I fotografi dovrebbero parlare meno di fotografia (sui social)... per il loro bene
I nuovi media permettono di creare una connessione con possibili utenti, clienti, pubblico, ma bisogna capire bene come comunicare, come non commettere errori e come apparire cool ;-)
Proprio oggi ho visto un video di un fotografo professionista che, su una piattaforma di video verticali popolata da quasi un miliardo di persone (quasi 30 milioni solo in Italia), molti tra i quali giovani e giovanissimi, spiegava con piglio professionale e purtroppo un po’ saccente, la “stupidità” dei costruttori di smartphone nel produrre - e di conseguenza degli utenti che poi acquistano questi smartphone - moduli fotografici che arrivano a molte decine se non centinaia di megapixel. Tutto questo, dimostrando (purtroppo no…) di avere piena competenza in ambito della comunicazione visuale usando, nella suddetta piattaforma di video verticali, un video orizzontale, un tono di voce e una lunghezza eccessiva di messaggio che purtroppo avrà portato il target a cui dovrebbe rivolgersi (se si usa una piattaforma fortemente frequentata dai giovani, bisogna ottimizzare il ritmo al quale i giovani sono abituati) a “skippare” il messaggio stesso, e questa azione porta, di fatto, a dire agli algoritmi che quel contenuto non interessa, mandandolo di fatto in periferia dell’ascolto e della visione. Nella pratica, nessuno lo vedrà mai più.

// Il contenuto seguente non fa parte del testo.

PR #1848, opened 2025-07-01
Periodic GC to reclaim the chunks of stale files.

syeleti-msft:
## Type of Change

- [ ] Bug fix
- [x] New feature
- [ ] Other (describe):

## Description

When node responsible for deletion of the chunks went down before actually doing the task, the periodic GC go routine running on the nodes will schedule the deletes for such files.


internal/dcache/metadata_manager/metadata_manager_impl.go
```diff
@@ -116,7 +116,8 @@ func Init(storageCallback dcache.StorageCallbacks, cacheId string) error {
 	//
 	directories := []string{metadataManagerInstance.mdRoot,
 		metadataManagerInstance.mdRoot + "/Nodes",
-		metadataManagerInstance.mdRoot + "/Objects"}
+		metadataManagerInstance.mdRoot + "/Objects",
+		metadataManagerInstance.mdRoot + "/Deleted"}
```
linuxsmiths: see the above comment, Objects folder must be created in the end.

internal/dcache/metadata_manager/metadata_manager_impl.go
```diff
@@ -551,22 +562,22 @@ func (m *BlobMetadataManager) renameFileToDeleting(filePath string, deletedFileP
...
-	path := filepath.Join(m.mdRoot, "Objects", filePath)
+	path := filepath.Join(m.mdRoot, "Deleted", fileID)
 	err := m.storageCallback.DeleteBlobInStorage(internal.DeleteFileOptions{
 		Name: path,
 	})
 	if err != nil {
 		// Treat BlobNotFound as success.
-		if bloberror.HasCode(err, bloberror.BlobNotFound) {
-			log.Warn("DeleteFile:: DeleteBlobInStorage failed since blob %s is already deleted: %v",
+		if err == syscall.ENOENT {
```
linuxsmiths, line 590: are we certain that DeleteBlobInStorage returns the exact error syscall.ENOENT and not a wrapped error?

internal/dcache/gc/gc.go
```diff
@@ -119,6 +165,42 @@ func (gc *GcInfo) removeAllChunksForFile(gcFile *gcFile) {
...
+			//
+			// This is kept to higher value to avoid frequent storage calls as there is file IO going on this handle.
+			//
+			time.Sleep(30 * time.Second)
+		}
+		gc.deletedFileQueue <- gcFile
+	}
+
+	// Refresh the OpenCount for this file.
+	if gcFile.file.OpenCount > 0 {
```
linuxsmiths, line 215: oops, we forgot this before

internal/dcache/gc/gc.go
```diff
@@ -76,8 +95,34 @@ func Start() {
 		numGcWorkers: 100,
 		// Allow more requests to be queued than workers.
 		deletedFileQueue: make(chan *gcFile, 1000),
+		done:             make(chan struct{}),
+		//
+		// The deleteTimeOut is kept to 5 minutes, The time taken to delete a file that was scheduled in worst case is:
+		// (((stripeSize / chunkSize) * numReplicas) RPC calls + timeTaken to delete Metadata file + clustermap Update) * (Queue Size / numWorkers) for GC
+		// (((16M/4M) * 3) 100ms for each RPC call + 300ms + 300ms) * (1000 / 100) = 18000ms in worst case maybe.
+		// The time taken to delete the last file that was scheduled into the GC queue in worst case would be ~18s
```
linuxsmiths: this is not accurate since the time taken by the RemoveChunk RPC will depend on the number of chunks, which can be large for large files.

internal/dcache/gc/gc.go
```diff
@@ -214,3 +302,149 @@ func ScheduleChunkDeletion(file *dcache.FileMetadata) {
...
+		}
+
+		// Schedule the file for GC.
+		gcFile := &gcFile{
+			file:         dcFile,
+			retryCnt:     0,
+			removeMVList: dcFile.FileLayout.MVList,
+		}
+
+		gc.deletedFileQueue <- gcFile
```
linuxsmiths: to prevent multiple nodes attempting to delete the same files, which might result in too many RemoveChunk RPCs, we should distribute the responsibility of specific files to specific node.
Something like a node which hosts the first RV of the first MV of the file will delete the file. if that node is not online, it can fallback to the next RV and so on.

internal/dcache/metadata_manager/metadata_manager_impl.go
syeleti-msft: Yes, looked into the code

internal/dcache/gc/gc.go
syeleti-msft: Yes, that makes sense

internal/dcache/gc/gc.go
```diff
@@ -76,8 +95,35 @@ func Start() {
...
 
+	// Start Periodic GC to reclaim the chunks for the Stale files.
+	go func() {
+		pollTicker := time.NewTicker(gc.interval)
+
+		for {
+			select {
+			case <-gc.done:
+				log.Info("GC::Stopping Periodic GC go routine")
+				break
```
linuxsmiths: this will break out of select and not for.
We can use return.
Also, better to add sync add/wait

linuxsmiths (approved):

Oltre a questo, che appare un tecnicismo ma che non lo è, se ci si pone come “professionisti dell’immagine”, non si può sbagliare il modo di comunicare con l’immagine, e se si vuole parlare ad un pubblico e si vuole cambiare “le regole del gioco”, bisogna sapere quali armi usare per contrastare il fatto che si stia seguendo “una strada opposta”. Si vuole usare un video orizzontale in una piattaforma di video verticali? Bene, con quale forza, a parte quella di “voler apparire” boomer? Vogliamo usare minuti di video invece che pochi secondi? Bene, ottimo, per di più possiamo confermarvi che la tendenza premiante su TikTok porta verso video più lunghi (dove “lungo” è un parametro da contestualizzare, parliamo di 1.30 invece che 30 secondi, per capirci...), al tempo stesso cosa facciamo per guadagnare in ritmo per tenere incollate le persone per più tempo al video stesso? Tagli? Effetti, tono di voce, cambio repentino di inquadrature, originalità, suono... Se no lungo è solo (agli occhi del pubblico, non in assoluto) noioso.
In più, bisogna capire che parlare di cose che “pensiamo di sapere” non sempre ci porta a dire cose giuste. Il tema, vetusto, dell’inutilità della risoluzione eccessiva dei sensori, a fronte delle dimensioni microscopiche dei sensori stessi degli smartphone, non può essere analizzato solo in modo “vecchio”, perché i sensori e la fotografia digitale sono cambiati molto, dalla loro nascita negli anni ’70 (già, parliamo del 1973) e specialmente negli ultimi 10 anni quando la spinta della fotografia digitale è stata legata indissolubilmente a quella della crescita del mercato degli smartphone stessi.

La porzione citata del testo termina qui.